● Dataset entries
PR #1408, opened 2024-07-23
remove useless dev dep

tadelesh:
with latest 0.34.9 of cadl-ranch-specs, the cadl-ranch-api dep has upgraded to 0.4.4, the root cause is a wrong auto-release from empty changelog.

### DIFF
--- a/common/config/rush/pnpm-lock.yaml
+++ b/common/config/rush/pnpm-lock.yaml
@@ -230,15 +230,12 @@ importers:
       '@azure-tools/cadl-ranch':
         specifier: ~0.13.4
         version: 0.13.4(@typespec/versioning@0.58.0)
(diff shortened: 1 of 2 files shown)


jhendrixMSFT (approved):

jhendrixMSFT:
FYI I had left the changelog empty as the XML work was still in progress. I have another PR I'll post shortly that adds more tests.

tadelesh:
> FYI I had left the changelog empty as the XML work was still in progress. I have another PR I'll post shortly that adds more tests.
got it, thanks for the info. it happened when we try to release a new version for new spread test. timothee said it should be a tooling issue and he will fix it after moving cadl-ranch repo to typespec repo.

PR #1410, opened 2024-07-24
Remove wire format from model types

jhendrixMSFT:
The wire format is a function of the operation and isn't tied to a model. It's also possible for a model to be used with more than one wire format, although that's not a real scenario at present. When determining which SerDe methods to generate, find the operation that uses the model type to determine the wire format.

Precursor for https://github.com/Azure/autorest.go/issues/1300

### DIFF
--- a/packages/autorest.go/src/m4togocodemodel/clients.ts
+++ b/packages/autorest.go/src/m4togocodemodel/clients.ts
@@ -261,7 +261,11 @@ function adaptResponseEnvelope(m4CodeModel: m4.CodeModel, codeModel: go.CodeMode
     if (!modelType) {
       throw new Error(`didn't find type name ${resultProp.schema.language.go!.name} for response envelope ${respEnv.name}`);
     }
-    respEnv.result = new go.ModelResult(modelType, adaptResultFormat(helpers.getSchemaResponse(op)!.protocol));
+    const resultFormat = adaptResultFormat(helpers.getSchemaResponse(op)!.protocol);
+    if (resultFormat !== 'JSON' && resultFormat !== 'XML') {
+      throw new Error(`unexpected result format ${resultFormat} for model ${modelType.name}`);
+    }
+    respEnv.result = new go.ModelResult(modelType, resultFormat);
   } else {
     throw new Error(`unhandled result type for operation ${op.language.go!.name}`);
   }
--- a/packages/codegen.go/src/helpers.ts
+++ b/packages/codegen.go/src/helpers.ts
@@ -583,3 +583,84 @@ export function recursiveUnwrapMapSlice(item: go.PossibleType): go.PossibleType 
 export function star(param: go.Parameter): string {
   return go.isRequiredParameter(param) || param.byValue ? '' : '*';
 }
+
+export type SerDeFormat = 'JSON' | 'XML';
+
+// used by getSerDeFormat to cache results
+const serDeFormatCache = new Map<string, SerDeFormat>();
+
+// returns the wire format for the named model.
+// at present this assumes the formats to be mutually exclusive.
+export function getSerDeFormat(model: go.ModelType | go.PolymorphicType, codeModel: go.CodeModel): SerDeFormat {
+  let serDeFormat = serDeFormatCache.get(model.name);
+  if (serDeFormat) {
+    return serDeFormat;
+  }
+
+  // for model-only builds we assume the format to be JSON
+  if (codeModel.clients.length === 0) {
+    return 'JSON';
+  }
+
+  // recursively walks the fields in model, updating serDeFormatCache with the model name and specified format
+  const recursiveWalkModelFields = function(type: go.PossibleType, serDeFormat: SerDeFormat): void {
+    type = recursiveUnwrapMapSlice(type);
+    if (go.isInterfaceType(type)) {
+      recursiveWalkModelFields(type.rootType, serDeFormat);
+      for (const possibleType of type.possibleTypes) {
+        recursiveWalkModelFields(possibleType, serDeFormat);
+      }
+    } else if (go.isPolymorphicType(type) || go.isModelType(type)) {
+      if (serDeFormatCache.has(type.name)) {
+        // we've already processed this type, don't do it again
+        return;
+      }
+
+      serDeFormatCache.set(type.name, serDeFormat);
+      for (const field of type.fields) {
+        const fieldType = recursiveUnwrapMapSlice(field.type);
+        recursiveWalkModelFields(fieldType, serDeFormat);
+      }
+    }
+  };
+
+  // walk the methods, indexing the model formats
+  for (const client of codeModel.clients) {
+    for (const method of client.methods) {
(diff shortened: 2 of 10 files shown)


packages/codegen.go/src/helpers.ts
```diff
@@ -583,3 +583,84 @@ export function recursiveUnwrapMapSlice(item: go.PossibleType): go.PossibleType
...
+// returns the wire format for the named model.
+// at present this assumes the formats to be mutually exclusive.
+export function getSerDeFormat(model: go.ModelType | go.PolymorphicType, codeModel: go.CodeModel): SerDeFormat {
+  let serDeFormat = serDeFormatCache.get(model.name);
+  if (serDeFormat) {
+    return serDeFormat;
+  }
+
+  // for model-only builds we assume the format to be JSON
+  if (codeModel.clients.length === 0) {
```
jhendrixMSFT, line 601: I don't think model-only builds for XML is a real thing but am following up.

packages/autorest.go/src/m4togocodemodel/clients.ts
```diff
@@ -261,7 +261,11 @@ function adaptResponseEnvelope(m4CodeModel: m4.CodeModel, codeModel: go.CodeMode
     if (!modelType) {
       throw new Error(`didn't find type name ${resultProp.schema.language.go!.name} for response envelope ${respEnv.name}`);
     }
-    respEnv.result = new go.ModelResult(modelType, adaptResultFormat(helpers.getSchemaResponse(op)!.protocol));
+    const resultFormat = adaptResultFormat(helpers.getSchemaResponse(op)!.protocol);
```
RickWinter, line 264: Do you want to call it serdeFormat here to be consistent throughout the code. We refer to it as SerDeFormat elsewhere in the code

packages/codegen.go/src/helpers.ts
RickWinter: Should we throw if we do see them in XML?

packages/codegen.go/src/helpers.ts
```diff
@@ -583,3 +583,84 @@ export function recursiveUnwrapMapSlice(item: go.PossibleType): go.PossibleType
...
+        } else if (go.isMonomorphicResult(resultType) && (resultType.format === 'JSON' || resultType.format === 'XML')) {
+          recursiveWalkModelFields(resultType.monomorphicType, resultType.format);
+        }
+      }
+    }
+  }
+
+  serDeFormat = serDeFormatCache.get(model.name);
+  if (!serDeFormat) {
+    // if we get here there are two possibilities
```
RickWinter, line 657: Should we display a warning or will that be too noisy b/c of unreferenced types?

packages/codemodel.go/src/result.ts
```diff
@@ -97,10 +97,13 @@ export interface PolymorphicResult {
 
   interfaceType: type.InterfaceType;
 
-  // the format in which the result is returned
+  // the format in which the result is returned.
+  // only JSON is supported for polymorphic types.
   format: 'JSON';
 }
 
+export type ModelResultFormat = 'JSON' | 'XML';
```
RickWinter, line 105: Can this share the same SerDeFormat enum?

packages/codegen.go/src/helpers.ts
jhendrixMSFT: In swagger, one can define `consumes` and `produces` to define content types at the global level. For tsp, I don't believe there's such a construct; you can only define the content type via operations. This means that for model-only builds in tsp, we have no way to describe the wire format. So, there would be no way to detect this (see my email thread for more info on this).

packages/codegen.go/src/helpers.ts
```diff
@@ -583,3 +583,84 @@ export function recursiveUnwrapMapSlice(item: go.PossibleType): go.PossibleType
...
+  const recursiveWalkModelFields = function(type: go.PossibleType, serDeFormat: SerDeFormat): void {
+    type = recursiveUnwrapMapSlice(type);
+    if (go.isInterfaceType(type)) {
+      recursiveWalkModelFields(type.rootType, serDeFormat);
+      for (const possibleType of type.possibleTypes) {
+        recursiveWalkModelFields(possibleType, serDeFormat);
+      }
+    } else if (go.isPolymorphicType(type) || go.isModelType(type)) {
+      if (serDeFormatCache.has(type.name)) {
+        // we've already processed this type, don't do it again
```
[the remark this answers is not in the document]
jhendrixMSFT: Technically, a model can be sent/received in both formats as it's a function of the operation. From my internal conversations, it's not a scenario we need to support so I left them as mutually exclusive.

packages/codegen.go/src/models.ts
```diff
@@ -176,12 +176,13 @@ function generateModelDefs(modelImports: ImportManager, serdeImports: ImportMana
...
 
-    const modelDef = new ModelDef(model.name, model.format, model.fields, model.description);
+    const serDeFormat = getSerDeFormat(model, codeModel);
+    const modelDef = new ModelDef(model.name, serDeFormat, model.fields, model.description);
     for (const field of values(modelDef.Fields)) {
       modelImports.addImportForType(field.type);
     }
 
-    if (go.isModelType(model) && model.format === 'xml' && !model.annotations.omitSerDeMethods) {
+    if (go.isModelType(model) && serDeFormat === 'XML' && !model.annotations.omitSerDeMethods) {
```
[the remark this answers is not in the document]
jhendrixMSFT: Leaving as union per offline conversation.

RickWinter (approved):

packages/codegen.go/src/helpers.ts
```diff
@@ -583,3 +583,84 @@ export function recursiveUnwrapMapSlice(item: go.PossibleType): go.PossibleType
...
+        recursiveWalkModelFields(fieldType, serDeFormat);
+      }
+    }
+  };
+
+  // walk the methods, indexing the model formats
+  for (const client of codeModel.clients) {
+    for (const method of client.methods) {
+      for (const param of method.parameters) {
+        if (!go.isBodyParameter(param) || (param.bodyFormat !== 'JSON' && param.bodyFormat !== 'XML')) {
```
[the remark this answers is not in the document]
jhendrixMSFT: Yes, could be `text/plain`, `application/octet-stream` etc. In those cases we just skip them.

chlowell (approved):

packages/codegen.go/src/helpers.ts
jhendrixMSFT: I don't think it would add much value and since we fall back to doing the right thing for the 99% case it would just be noise.

packages/autorest.go/src/m4togocodemodel/clients.ts
jhendrixMSFT: The resultant type is `go.ResultFormat` which is a superset of `SerDeFormat` (includes `Text`).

● What is required
Every line in the records that holds the word "string" should be copied into the answer.

● Task answer
 export function star(param: go.Parameter): string {
+const serDeFormatCache = new Map<string, SerDeFormat>();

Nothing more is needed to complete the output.